▸ About this task:
All lines from the entries below that contain the string "version" should be copied out.
[Supplied data Boundary: Start]
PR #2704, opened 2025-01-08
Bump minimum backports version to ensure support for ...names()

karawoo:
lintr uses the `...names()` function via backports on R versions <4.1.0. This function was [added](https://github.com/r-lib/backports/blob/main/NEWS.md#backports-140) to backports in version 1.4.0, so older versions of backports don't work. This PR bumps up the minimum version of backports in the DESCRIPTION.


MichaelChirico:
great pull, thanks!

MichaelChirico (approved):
[Supplied data Boundary: End]
▸ Solved exercise:
Bump minimum backports version to ensure support for ...names()
lintr uses the `...names()` function via backports on R versions <4.1.0. This function was [added](https://github.com/r-lib/backports/blob/main/NEWS.md#backports-140) to backports in version 1.4.0, so older versions of backports don't work. This PR bumps up the minimum version of backports in the DESCRIPTION.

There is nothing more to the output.